**ASSIGNMENT:** Go through the records below and report each line with "customer" in it.

[Opening TASK MATERIAL section]

PR #1088, opened 2021-03-26
initial commit...add support for net462

jennyf19:
@jmprieur i haven't tested manually yet.


jmprieur (approved):
LGTM. Thanks @jennyf19 

Do we want to do a release with just this to help more partners migrating to MSAL?
(and the non-async creation of the CCA)

Or is it better to wait for the performance fixes etc ?

PR #1092, opened 2021-03-26
small clean up in claims principal

jennyf19:
also from david's suggestion


jmprieur (approved):
Thanks @jennyf19 
Nice refactoring!

PR #1094, opened 2021-03-26
fix gov issue again

jennyf19:
one more...that didn't work, but i'll run the release build from here to test

### DIFF
--- a/src/Microsoft.Identity.Web/Microsoft.Identity.Web.csproj
+++ b/src/Microsoft.Identity.Web/Microsoft.Identity.Web.csproj
@@ -94,7 +94,7 @@
     <PackageReference Include="Microsoft.AspNetCore.Authentication.OpenIdConnect" Version="3.1.8" />
   </ItemGroup>
 
-  <ItemGroup Condition="'$(TargetFramework)' == 'net462' ">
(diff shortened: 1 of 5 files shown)


src/Microsoft.Identity.Web/Microsoft.Identity.Web.csproj
```diff
@@ -94,7 +94,7 @@
     <PackageReference Include="Microsoft.AspNetCore.Authentication.OpenIdConnect" Version="3.1.8" />
   </ItemGroup>
 
-  <ItemGroup Condition="'$(TargetFramework)' == 'net462' ">
+  <ItemGroup>
     <PackageReference Include="System.Text.Encodings.Web" Version="4.7.2" />
```
DavidParks8, line 98: This probably shouldn't be included in .net 5 or .net standard, right?

jennyf19: this is for a tsa issue. we got the same issue w/all versions.

jennyf19:
@jmprieur this resolves the tsa issue for now, but need to investigate if there is a better solution. will merge and come back to this.

PR #1098, opened 2021-03-28
second round of suggested changes

jennyf19:


src/Microsoft.Identity.Web/DownstreamWebApiSupport/DownstreamWebApi.cs
```diff
@@ -113,11 +110,7 @@ public class DownstreamWebApi : IDownstreamWebApi
                 user,
                 new StringContent(JsonSerializer.Serialize(input), Encoding.UTF8, "application/json")).ConfigureAwait(false);
 
-            try
-            {
-                response.EnsureSuccessStatusCode();
```
jmprieur, line 118: Can't response.EnsureSuccessStatusCode throw?
it seems it does: 
https://stackoverflow.com/questions/21097730/usage-of-ensuresuccessstatuscode-and-handling-of-httprequestexception-it-throws

src/Microsoft.Identity.Web/Resource/RequiredScopeFilter.cs
```diff
@@ -50,7 +50,7 @@ public void OnAuthorization(AuthorizationFilterContext context)
 
         private void ValidateEffectiveScopes(AuthorizationFilterContext context)
         {
-            if (_effectiveAcceptedScopes == null || !_effectiveAcceptedScopes.Any())
+            if (_effectiveAcceptedScopes == null || _effectiveAcceptedScopes.Length < 0)
```
jmprieur, line 53: probably == 0

jmprieur (commented):
I've 2 questions.

jmprieur (approved):
LGTM
Thanks @jennyf19

src/Microsoft.Identity.Web/DownstreamWebApiSupport/DownstreamWebApi.cs
jennyf19: I reverted back to what we have for now. will take a more indepth look at this later

PR #1104, opened 2021-03-30
implement LoggerMessage for high perf logging

jennyf19:
need to review carefully & test still. creating draft, but feel free to review. - @jmprieur 

For more info see:
[sample](https://github.com/dotnet/AspNetCore.Docs/tree/main/aspnetcore/fundamentals/logging/loggermessage/samples/3.x/LoggerMessageSample)
[asp net engineering guidelines](https://github.com/dotnet/aspnetcore/wiki/Engineering-guidelines#logging-patterns)
[High performance logging doc](https://docs.microsoft.com/en-us/dotnet/core/extensions/high-performance-logging)


src/Microsoft.Identity.Web/TokenAcquisition.cs
```diff
@@ -637,11 +636,10 @@ private void PrepareAuthorityInstanceForMsal()
...
             catch (MsalUiRequiredException ex)
             {
-                _logger.LogInformation(
-                    string.Format(
-                        CultureInfo.InvariantCulture,
-                        LogMessages.ErrorAcquiringTokenForDownstreamWebApi,
-                        ex.Message));
+                Logger.TokenAcquisitionError(
+                    _logger,
+                    LogMessages.ErrorAcquiringTokenForDownstreamWebApi + ex.Message,
```
jmprieur, line 641: It's probably re-written with the exception, but I guess yes, it does not harm to have the Message as well in the error string

src/Microsoft.Identity.Web/TokenCacheProviders/Distributed/MsalDistributedTokenCacheAdapter.cs
```diff
@@ -114,9 +119,9 @@ protected override async Task<byte[]> ReadCacheBytesAsync(string cacheKey)
                         Size = result?.Length,
                     };
 
-                    _logger.LogDebug($"[MsIdWeb] Back propagate from Distributed to Memory, cache size: {result?.Length ?? 0}. ");
+                    Log.BackPropagateL2toL1(_logger, result?.Length ?? 0, null);
```
jmprieur, line 122: Instead of `result?.Length ?? 0` we could use `memoryCacheEntryOptions.Size` as it's already computed

src/Microsoft.Identity.Web/TokenCacheProviders/Distributed/MsalDistributedTokenCacheAdapter.cs
```diff
@@ -114,9 +119,9 @@ protected override async Task<byte[]> ReadCacheBytesAsync(string cacheKey)
...
                     _memoryCache.Set(cacheKey, result, memoryCacheEntryOptions);
-                    _logger.LogDebug($"[MsIdWeb] MemoryCache: Count: {_memoryCache.Count}. ");
+                    Log.MemoryCacheCount(_logger, _memoryCacheType, read, _memoryCache.Count, null);
```
jmprieur, line 124: Looking at the logs, when we refresh we display a size of 0.
We could do a bit better by passing to `L2OperationWithRetryOnFailureAsync` below, line 129, the `result` after the cache key, so that the size is displayed.

jmprieur (approved):
LGTM.
Beautiful, and I understand more performant!

- I tested with the redis cache
 - I've left a few suggestions

src/Microsoft.Identity.Web/TokenAcquisition.cs
jennyf19: this is what we were doing before, so tried to keep it the same, but it can be removed.

src/Microsoft.Identity.Web/TokenAcquisition.Logger.cs
```diff
@@ -0,0 +1,34 @@
...
+            /// <summary>
+            /// Logger for handling MSAL exceptions in TokenAcquisition.
+            /// </summary>
+            /// <param name="logger">ILogger.</param>
+            /// <param name="msalErrorMessage">Specific log message from TokenAcquisition.</param>
+            /// <param name="ex">Exception from MSAL.NET.</param>
+            public static void TokenAcquisitionError(
+                ILogger logger,
+                string msalErrorMessage,
+                Exception ex) => s_tokenAcquisitionError(logger, msalErrorMessage, ex);
```
bgavrilMS, line 31: Why do you need an action here? you can just call the `LoggerMessage.Define<string>..` directly

src/Microsoft.Identity.Web/TokenAcquisition.Logger.cs
```diff
@@ -0,0 +1,34 @@
...
+
+using System;
+using Microsoft.Extensions.Logging;
+
+namespace Microsoft.Identity.Web
+{
+    /// <summary>
+    /// LoggingMessage class for TokenAcquisition.
+    /// </summary>
+    internal partial class TokenAcquisition
```
bgavrilMS, line 12: Not sure if it's worth splitting this class for Logging.

jennyf19: this is what the docs recommend doing for this type of logging. i've included the links above in the  PR description.

src/Microsoft.Identity.Web/TokenAcquisition.Logger.cs
bgavrilMS: Ok, reading the docs you pointed to :)

jennyf19: following the asp.net core [guidelines](https://github.com/dotnet/aspnetcore/wiki/Engineering-guidelines#logging-patterns), so the log template is compiled once and then we use the delegate to invoke it, when needed.

src/Microsoft.Identity.Web/TokenCacheProviders/Distributed/MsalDistributedTokenCacheAdapter.Log.cs
```diff
@@ -0,0 +1,269 @@
...
+{
+    /// <summary>
+    /// LoggingMessage class for MsalDistributedTokenCacheAdapter.
+    /// </summary>
+    public partial class MsalDistributedTokenCacheAdapter
+    {
+        /// <summary>
+        /// LoggingMessage class for MsalDistributedTokenCacheAdapter.
+        /// </summary>
+        private static class Log
```
henrik-me, line 17: >Log [](start = 29, length = 3)

Any reason this is not called logger similar to what is done for tokenacquisition? (same q in the session object)

src/Microsoft.Identity.Web/TokenCacheProviders/Distributed/MsalDistributedTokenCacheAdapter.Log.cs
```diff
@@ -0,0 +1,269 @@
...
+            /// <summary>
+            /// Memory cache remove.
+            /// </summary>
+            /// <param name="logger">ILogger.</param>
+            /// <param name="cacheType">Distributed or Memory.</param>
+            /// <param name="operation">Cache operation (Read, Write, etc...).</param>
+            /// <param name="cacheKey">MSAL.NET cache key.</param>
+            /// <param name="cacheSize">Cache size in bytes, or 0 if empty.</param>
+            /// <param name="ex">Exception.</param>
+            public static void MemoryCacheRead(
```
henrik-me, line 82: >MemoryCacheRead [](start = 31, length = 15)

Wondering if these should be next to the definitions instead of separated.

src/Microsoft.Identity.Web/TokenCacheProviders/Distributed/MsalDistributedTokenCacheAdapter.Log.cs
```diff
@@ -0,0 +1,269 @@
...
+    {
+        /// <summary>
+        /// LoggingMessage class for MsalDistributedTokenCacheAdapter.
+        /// </summary>
+        private static class Log
+        {
+            private static readonly Action<ILogger, string, string, string, int, bool, Exception?> s_l2CacheState =
+                LoggerMessage.Define<string, string, string, int, bool>(
+                    LogLevel.Debug,
+                    new EventId(2, "DistributedCacheState"),
```
henrik-me, line 22: >2 [](start = 32, length = 1)

All event id's are 2 (or 1 or 3) depending on the class, not sure how maintanable this is across multiple files, it requies search to find all existing used event id's. Perhaps separate class with this definition. (still trying to understand if it's expected to be unique per type or rather unique per message per type).

src/Microsoft.Identity.Web/TokenCacheProviders/Distributed/MsalDistributedTokenCacheAdapter.Log.cs
jennyf19: because token aquisition is already has a Log method for the MSAL logs.  i can change them to Logger for consistency.

jennyf19: addressed [here](https://github.com/AzureAD/microsoft-identity-web/pull/1108)

src/Microsoft.Identity.Web/TokenCacheProviders/Distributed/MsalDistributedTokenCacheAdapter.Log.cs
jennyf19: addressed [here](https://github.com/AzureAD/microsoft-identity-web/pull/1108) and started discussion in teams.

PR #1106, opened 2021-03-31
remove azuresdk from 462 and 472

jennyf19:


jmprieur (approved):
Good catch.
Thanks @jennyf19

PR #1108, opened 2021-03-31
PR feedback...rename Log -> Logger and use default for EventId

jennyf19:


jennyf19:
or this -> https://github.com/AzureAD/microsoft-identity-web/pull/1111

jmprieur (commented):
I don't understand where default is defined?

jennyf19:
closing, we went w/the defined ids

PR #1109, opened 2021-03-31
Sign Out On B2C Password Reset Flow

Shama-K:
Steps To Reproduce:
1. Run the Sample: [4-2-B2C](https://github.com/Azure-Samples/active-directory-aspnetcore-webapp-openidconnect-v2/tree/master/4-WebApp-your-API/4-2-B2C).
2. Select Reset Password. Once the flow is completed, the user is signed-in automatically.
3. Select Edit Profile. It will take the user to login screen.

With this change: Once password reset flow is completed the user will be redirected to sign-out page.


jennyf19:
thanks @Shama-K is this related to an issue? if not, can you make one w/repro steps? Also, what is the impact w/the [new sign-in/password reset](https://docs.microsoft.com/en-us/azure/active-directory-b2c/add-password-reset-policy?pivots=b2c-user-flow#self-service-password-reset-recommended)? asking because we are working on a 1.9 release, so we could possibly include this, or move it to 1.10...what's the urgency on this? thank you!

Shama-K:
> thanks @Shama-K is this related to an issue? if not, can you make one w/repro steps? Also, what is the impact w/the [new sign-in/password reset](https://docs.microsoft.com/en-us/azure/active-directory-b2c/add-password-reset-policy?pivots=b2c-user-flow#self-service-password-reset-recommended)? asking because we are working on a 1.9 release, so we could possibly include this, or move it to 1.10...what's the urgency on this? thank you!

@jennyf19, I've updated the description with repro steps. Please let me know if more information is required.

jmprieur:
@Shama-K is it because the end user needs to sign-out after resetting password?

Shama-K:
> @Shama-K is it because the end user needs to sign-out after resetting password?

Yes @jmprieur, with current flow user remains signed-in after password reset and that results in inconsistent behavior. For example, edit profile does not work.

jennyf19:
@Shama-K 

> edit profile does not work

what exactly does not work?

Shama-K:
> @Shama-K
> 
> > edit profile does not work
> 
> what exactly does not work?

Click on Edit profile, user needs to sign-in again.
We can put this PR on hold, as we'll test combine SUSI/ResetPwd flow.

derisen:
@jennyf19 @jmprieur the `iss` field in the tokens issued by B2C service contains the name of the policy/user-flow that was used when acquiring them, so for instance if a user signs-in with the sign-up/sign-in user flow, they get a token with `"iss": "login.microsoftonline.com/tfp/b2clogin.com/b2c_1_susi"`. Likewise, when the user signs in automatically after resetting their password, their token looks like `"iss": "login.microsoftonline.com/tfp/b2clogin.com/b2c_1_reset"`. This seems to cause issues like, if the user tries to reset their password in a session after resetting password, B2C service does not recognize session and prompts sign-in again. I'm not sure about the exact mechanism here, whether its a problem with the caching or the B2C service, but in MSAL.js we've been forcing user to sign-out and sign-in again with their new password after the password reset user-flow.

There's now a new combined sign-up/sign-in/password-reset user-flow, which I hadn't had a chance to try yet but it will likely mitigate this issue, so this work might not be needed after all.

jennyf19:
thanks @derisen ...i asked earlier about the new sign-in experience, and that should resolve this issue. the issue is a B2C one, as each policy/userflow, is a separate authorization server, so you're getting tokens from completely different authorization servers, which is why MSAL ends up with multiple tokens in the cache, one per policy/userflow. it also takes awhile for the policies to sync across themselves. have you talked to anyone on the B2C side about this and are you aware of any .NET customer asks for this? 

Also, what's the difference between signing in again when doing edit profile and signing in again immediately after? From a customer perspective, I would rather keep going in the app, and not have to resign in immediately after. The customer may or may not go to another flow to prompt the sign in...just curious here, as this has always been the case with b2c but I don't recall many customer complaints about it, at least for .NET. Is there a way to allow the developer to decide if the user should sign in again immediately or not? Thoughts @jmprieur ?

derisen:
@jennyf19 Ah, ok, actually I remembered now. Indeed the issue is due to multiple tokens in the cache per policy. This was fixed in MSAL.js 1.x with a [workaround](https://github.com/AzureAD/microsoft-authentication-library-for-js/pull/1757), and it resolved switching policies in most cases, but even then we had to sign-out and sign-in the user again (with the sign-up/sign-in policy, not password-reset). The issue [still persists](https://github.com/AzureAD/microsoft-authentication-library-for-js/pull/3237) in MSAL.js 2.x. @tnorling have been carrying the work on multiple policy support, so he should be able to enlighten us.

Shama-K:
As discussed in [another Pull Request](https://github.com/Azure-Samples/active-directory-aspnetcore-webapp-openidconnect-v2/pull/474), sign-out after a password reset is not required.
So, closing this PR.

PR #1111, opened 2021-04-01
add # values to eventIds for logging

jennyf19:


henrik-me (approved):
:shipit:

src/Microsoft.Identity.Web/LoggingEventId.cs
```diff
@@ -0,0 +1,33 @@
...
+using Microsoft.Extensions.Logging;
+
+namespace Microsoft.Identity.Web
+{
+    /// <summary>
+    /// EventIds for Logging.
+    /// </summary>
+    internal static class LoggingEventId
+    {
+        // DistributedCacheAdapter EventIds 100+
```
henrik-me, line 13: > // DistributedCacheAdapter EventIds 100+ [](start = 7, length = 41)

nit: the other side of the #pragma

jmprieur (approved):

[Closing TASK MATERIAL section]

**SOLUTION FOR THIS EXERCISE:**
thanks @derisen ...i asked earlier about the new sign-in experience, and that should resolve this issue. the issue is a B2C one, as each policy/userflow, is a separate authorization server, so you're getting tokens from completely different authorization servers, which is why MSAL ends up with multiple tokens in the cache, one per policy/userflow. it also takes awhile for the policies to sync across themselves. have you talked to anyone on the B2C side about this and are you aware of any .NET customer asks for this? 
Also, what's the difference between signing in again when doing edit profile and signing in again immediately after? From a customer perspective, I would rather keep going in the app, and not have to resign in immediately after. The customer may or may not go to another flow to prompt the sign in...just curious here, as this has always been the case with b2c but I don't recall many customer complaints about it, at least for .NET. Is there a way to allow the developer to decide if the user should sign in again immediately or not? Thoughts @jmprieur ?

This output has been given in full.